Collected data
# # # #

PR #2663, opened 2017-12-14
CAT-2524 Pen bricks should also work for clones

erry00777:
A Sprite created through the CloneBrick action, is correctly created
but it is never added to the Sprite List in the ProjectManager Class.
When the draw function of the PenActor Class is called to perform the
Pen Brick actions it looks through the List of Sprites in the
ProjectManager Class, and performs the necessary actions according to
the values of the PenConfiguration Flags of every Sprite in the List.
Since the Cloned Sprite is not in the List, no Pen actions are
performed for it. To resolve this issue the Cloned sprite is added to
the Sprite List of the ProjectManager Class. This way when the draw
function is called, the the Cloned Sprite is also found in the List and
the necessary Pen Brick actions(PenUP/down/Stamp..) are Performed.

### DIFF
--- a/catroid/src/main/java/org/catrobat/catroid/content/Sprite.java
+++ b/catroid/src/main/java/org/catrobat/catroid/content/Sprite.java
@@ -377,6 +377,7 @@ public class Sprite implements Serializable, Cloneable {
 		cloneLook(cloneSprite);
 		setUserAndVariableBrickReferences(cloneSprite, userBricks);
 
+		ProjectManager.getInstance().addSprite(cloneSprite);
 		ProjectManager.getInstance().setCurrentSprite(originalSprite);
 
 		return cloneSprite;


catroid/src/main/java/org/catrobat/catroid/content/Sprite.java
```diff
@@ -377,6 +377,7 @@ public Sprite cloneForCloneBrick() {
 		cloneLook(cloneSprite);
 		setUserAndVariableBrickReferences(cloneSprite, userBricks);
 
+		ProjectManager.getInstance().addSprite(cloneSprite);
 		ProjectManager.getInstance().setCurrentSprite(originalSprite);
```
84n4n4: just a quick thought here. weve already got massive memory leaks with clones and broadcasts (just check out the android monitor when running that airfight game). so if theres sprites added to yet another list somewhere, are they ever going to be removed again?

84n4n4:
please run espresso tests

84n4n4:
test this please

catroid/src/main/java/org/catrobat/catroid/content/Sprite.java
erry00777: Thanks for the suggestion, i have been trying to track this List but it doesn't seem that it is ever cleaned. This means that not only the elements that i add but also the elements previously in the list are never removed, just dropped when a new project is initialized.

robertpainsi: I'm not sure what _this_ list is, but if you're talking about the sprite list of scenes/project
https://github.com/Catrobat/Catroid/blob/b7ad30d730e041a2e1828834cda4d9d09dc7142b/catroid/src/main/java/org/catrobat/catroid/stage/StageListener.java#L305-L309

erry00777: My bad, totally missed that, thanks for pointing it out. I tested it now and yes, after the execution of the program, when the dispose action is triggered the cloned Sprites that are now added in the Sprite class are removed from the List.

robertpainsi: No problem! :wink:

I'm not a fan of populating the **real** sprites list of every scene with just temporary objects. These objects in the list are the objects shown in the IDE and also are serialized. But hey, everything is already implemented that way…

robertpainsi: > But hey, everything is already implemented that way…

or not. Don't know :smile:  Just assuming because the method `disposeClonedSprites` exists.

84n4n4:
please run espresso tests

PR #2669, opened 2017-12-18
CAT-2458 Make collision events work with clones

rschluesselbauer:
- Make collision broadcast messages individual for each clone
- Give each clone its own BroadcastSequenceMap
- Call broadcast listeners for clones too

Edit:
- Add small test for collision broadcast messages of a clone

### DIFF
--- a/catroid/src/androidTest/java/org/catrobat/catroid/test/physics/PhysicsCollisionScriptInteractionTest.java
+++ b/catroid/src/androidTest/java/org/catrobat/catroid/test/physics/PhysicsCollisionScriptInteractionTest.java
@@ -164,4 +164,16 @@ public class PhysicsCollisionScriptInteractionTest extends InstrumentationTestCa
 			Assert.fail("Unexpected Exception in Reflection");
 		}
 	}
+
+	public void testCollisionScriptMessageOfClone() {
+		Sprite clone = firstSprite.cloneForCloneBrick();
+
+		for (Script script : clone.getScriptList()) {
+			if (script instanceof CollisionScript) {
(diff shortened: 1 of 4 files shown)


84n4n4:
this breaks the airfight game, after a handful of cloned bullets have been shot the controls get broken   / unresponsive

84n4n4:
the broadcast system is fubar, the clone system also. we should discuss how to go from here, since fixing one bug opens 20 new ones now.

robertpainsi:
I'm not sure if you just refer to the physics collision event handling or the whole broadcast system.
I'm not familiar with the new broadcast implementation. However, the physics collision event handling has always been a mess and a hack. The clone feature has never been tested, and is also hacky in many places.

Maybe it's worth a GSoC project? To improve the whole event managing? Including restructuring, make it reusable, testable and much much more. So, we also start to improve the core and stage logic. What do you think?

I haven't researched yet how the event logic in scratch works, but since it's open sourced, maybe we can copy it somehow. https://github.com/LLK/scratch-vm

84n4n4:
@robertpainsi 
>>However, the physics collision event handling has always been a mess and a hack.

same same with the regular broadcast system

rschluesselbauer:
@robertpainsi @84n4n4 I have done some refactoring of the bc system over the holidays - I'll show you the concept next time I see you.

> I haven't researched yet how the event logic in scratch works, but since it's open sourced, maybe we 
> can copy it somehow

Good call, I'll have a look at the way scratch does it.

cheidenreich:
ok, I'll close this for now

PR #2671, opened 2017-12-18
CAT-2361 Fix wrong rotation for rotation style "left-right"

rschluesselbauer:


84n4n4:
test this please

84n4n4:
test this please

84n4n4:
on the left screen bounce it still does something odd. for the first two look switches or so, the orientation stays the same while direction of movement has changed already.
kind of looks similar to what it looked like before this fix, but now for the short period it did switch before, it does not switch now...

rschluesselbauer:
Seemed to happen with very few specific step sizes - should be fixed :)

84n4n4:
test this please

84n4n4:
test this please

84n4n4:
test this please

84n4n4:
test this please

PR #2677, opened 2017-12-19
CAT-2127 Write stamps to framebuffer instantly

rschluesselbauer:
- Write stamps to frame buffer with the stamp action synchronously - this way we don't rely on the right timing of the rendering method.
- Dispose frame buffer and batch when stage is terminated (should have been done before)


84n4n4:
test this please

84n4n4:
test this please

PR #2718, opened 2018-02-13
Scratch Converter wont open

ndrnour:
*because of missing toolbar layout
 *using SupportActionBar instead of ActionBar


thmq:
please run espresso test

thmq:
please run espresso tests

thmq:
please run espresso tests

# # # #

### EXERCISE GOAL
Every line of the entries that includes "cloneForCloneBrick" must be copied into the answer.

### WRITTEN RESPONSE
@@ -377,6 +377,7 @@ public Sprite cloneForCloneBrick() {
+		Sprite clone = firstSprite.cloneForCloneBrick();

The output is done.